Bezout domain, elementary divisor ring, adequate ring, ring of stable range, valuation ring, prime ideal, maximal ideal, comaximal ideal

Abstract

We investigate   commutative Bezout domains in which any nonzero prime  ideal is contained in a finite set of maximal ideals. In particular, we have described the class of such rings, which are  elementary divisor rings. A ring $R$ is called an elementary divisor ring if every matrix over $R$ has a canonical diagonal reduction (we say that a matrix $A$ over $R$ has a canonical diagonal reduction  if for the matrix $A$ there exist invertible matrices $P$ and $Q$ of appropriate sizes and a diagonal matrix $D=\mathrm{diag}(\varepsilon_1,\varepsilon_2,\dots,\varepsilon_r,0,\dots,0)$ such that  $PAQ=D$  and $R\varepsilon_i\subseteq R\varepsilon_{i+1}$ for every $1\le i\le r-1$).

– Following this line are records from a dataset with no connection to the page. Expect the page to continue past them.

PR #529, opened 2022-04-16
Add /api/v1/routes_initialized to help proxy process report readiness

consideRatio:
This resolves part of #422, an intermittent error stemming from `404 NOT FOUND` responses.

The issue was that the Golang proxy binary that was started in a separate process was only partially awaited. It was awaited to contact `/api/v1/routes` but not to have initialized its routes based on a response. See https://github.com/dask/dask-gateway/issues/422#issuecomment-1100606030 for investigation notes about this.

## This PR: await notification

In this PR I've opted to resolve this by a quite robust implementation where the Golang proxy binary running in a separate process reports that its routes are initialized after they are. Doing so comes with the complexity of adding an additional web-server API endpoint and making another web request from the Golang proxy binary.

```diff
     async def __aenter__(self):
         self.gateway = DaskGateway(config=self.config)
         self.gateway.initialize([])
         await self.gateway.setup()
-        await self.gateway.backend.proxy._proxy_contacted
+        await self.gateway.backend.proxy._proxy_routes_initialized
```

Closes #530

## An alternative PR: sleep some (#530)

An alternative to this implementation would be to sleep some duration, for example after the previous `_proxy_contacted` flag was awaited to be set. If we would go for this approach, maybe we test with a sleep of 0.25 seconds, then double it until we no longer observe these intermittent tests, and make a comment linking to this then closed PR about the motivation for sleeping.

```diff
     async def __aenter__(self):
         self.gateway = DaskGateway(config=self.config)
         self.gateway.initialize([])
         await self.gateway.setup()
         await self.gateway.backend.proxy._proxy_contacted
+        await asyncio.sleep(0.25)
```

### DIFF
--- a/dask-gateway-server/dask-gateway-proxy/main.go
+++ b/dask-gateway-server/dask-gateway-proxy/main.go
@@ -254,6 +254,32 @@ func (c *apiClient) getRoutingTable() (*RoutesMsg, error) {
 	return &msg, err
 }
 
+// reportRoutesInitialized helps us communicate to the dask-gateway-server that
+// we have acquired an initial set of routes and can from now on act based on
+// them without responding with 404 NOT FOUND.
+func (c *apiClient) reportRoutesInitialized() (*RoutesMsg, error) {
+	req, err := http.NewRequest("GET", c.apiURL+"_initialized", nil)
+	if err != nil {
+		return nil, err
+	}
+	req.Header.Set("Accept", "application/json")
+	req.Header.Set("Authorization", "token "+c.apiToken)
+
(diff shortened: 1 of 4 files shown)


consideRatio:
@martindurant @jacobtomlinson agree to merge #530 over this more complicated thing that introduced changes that can cause more maintenance burden? In #530 we now reference this strategy in a comment instead next to the `sleep` call made there. If we find that we have trouble with 404 responses by using the sleep duration of 0.25, we double it and re-evaluate if we need to increase the sleep too much in time.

We proved that a commutative Bezout domain $R$ in which any nonze\-ro prime ideal is contained in a finite set of maximal ideals and for any nonzero element $a\in R$  the ideal $aR$ a decomposed into a product $aR = Q_1\ldots Q_n$, where  $Q_i$ ($i=1,\ldots, n$) are pairwise comaximal ideals and $\mathrm{rad}\,Q_i\in\mathrm{spec}\, R$,  is an elementary divisor ring.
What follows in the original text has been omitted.